我驚訝地看著他:"你怎麼會月族的陣法?"
"九頭妖與月族是古老盟友。"相柳示意我站到陣法中央,"我們共享許多知識。"
站進陣法,白色石頭立刻發出微光。相柳將月環月靈珠放在我手心,退到圈外。
"閉上眼睛,感受月光之力。"他指導道,"即使現在是白天,月亮依然在那裡。"
我照做了。起初什麼也沒發生,但漸漸地,我感到手心傳來微微的溫熱。月環月靈珠開始發光,那光芒透過我的眼皮,變成一片柔和的藍色。

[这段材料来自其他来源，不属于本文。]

PR #9180, opened 2026-09-04
fix(auth): Inherit 'none' Authentication from Folder

lhardt:
### Description

Hi! 

This is more of a question to the bruno devs than a PR in itself. 
If you find this change worth it, I can bring it to a better state and contribute it.

### Problem

Imagine you have a collection for your webapp `SystemX`, which, for 90% of endpoints, requires Oauth authentication. You then create environments for `SystemX`,  with data from `prod`, `testing`, `devel`, etc, and organize your requests in many subcollections, in the interest of reusing those Environments.

Then, your team creates a subset of endpoints, let's say `SystemX Public API`, which don't require authentication at all, but still uses the environments (such as for URL, port, etc).  Your first instinct would be to set the `Public API` folder authentication to `none`, and expect the `SystemX Public API` endpoints to not have any auth, right?

As per the code right now, setting `auth=none` in a subcollection has **no discernible effect** from setting `auth=inherit`. They are the same option. Notice that this behaviour is inconsistent with how the inheritance **text** is displayed on the UI.  You will read that your endpoints are inheriting auth=none from  `Public API`, but actually they are inheriting `auth=Oauth` from `SystemX`. 

The workaround is going through each request inside that subcollection and setting auth=none individually.

### Fix

Removing that condition should be enough.
I can test it and verify it if you find that this is the behaviour change you want

### Screenshots

TBD once agreed that this is a good solution. 

| Before | After |
| --- | --- |
|  |  |

#### Contribution Checklist:

## Summary by CodeRabbit

* **Bug Fixes**
  * Folder-level authentication now correctly applies explicit authentication modes, including “none,” instead of skipping them.


lhardt:
Update: squashed and formatted commit message

lhardt:
Update: rebased to the latest main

"很好。"相柳的聲音仿佛從很遠的地方傳來,"現在想象那光芒流遍全身,尤其是手臂上的紋路。"
我集中注意力,想象藍光如水流般順著手臂蔓延。奇妙的是,手臂上的銀色紋路真的開始發光!那光芒與月環月靈珠的光相互呼應,形成一張光網覆蓋我的全身。
"現在,試著將光芒凝聚在指尖。"
這比想象中容易。光芒聽話地流向我的右手食指,在指尖形成一個小小的光球。
"發射!"
我本能地指向遠處的一棵樹,光球如箭般射出,在樹乾上留下一個焦黑的印記!
"我做到了!"我驚喜地睜開眼。
相柳唇角微揚:"天賦不錯。月族法術依靠意念控製,你的現代思維反而更有優勢。"
接下來的幾個小時,相柳教我基本的月光術——凝聚、發射、防禦。雖然每次練習後都精疲力竭,但進步神速。到日落時分,我已經能在身前形成一道薄弱的光幕了。
"足夠自保了。"相柳滿意地點頭,"明天繼續。"
"相柳,"收起月環月靈珠時,我忍不住問,"為什麼突然教我這些?"
他銀眸深邃:"影族不會給我們太多時間。你必須儘快掌握基本能力。"
這個回答合情合理,但他眼中閃過的某種情緒讓我覺得還有更深的原因。不過我沒追問,相柳想說的時候自然會告訴我。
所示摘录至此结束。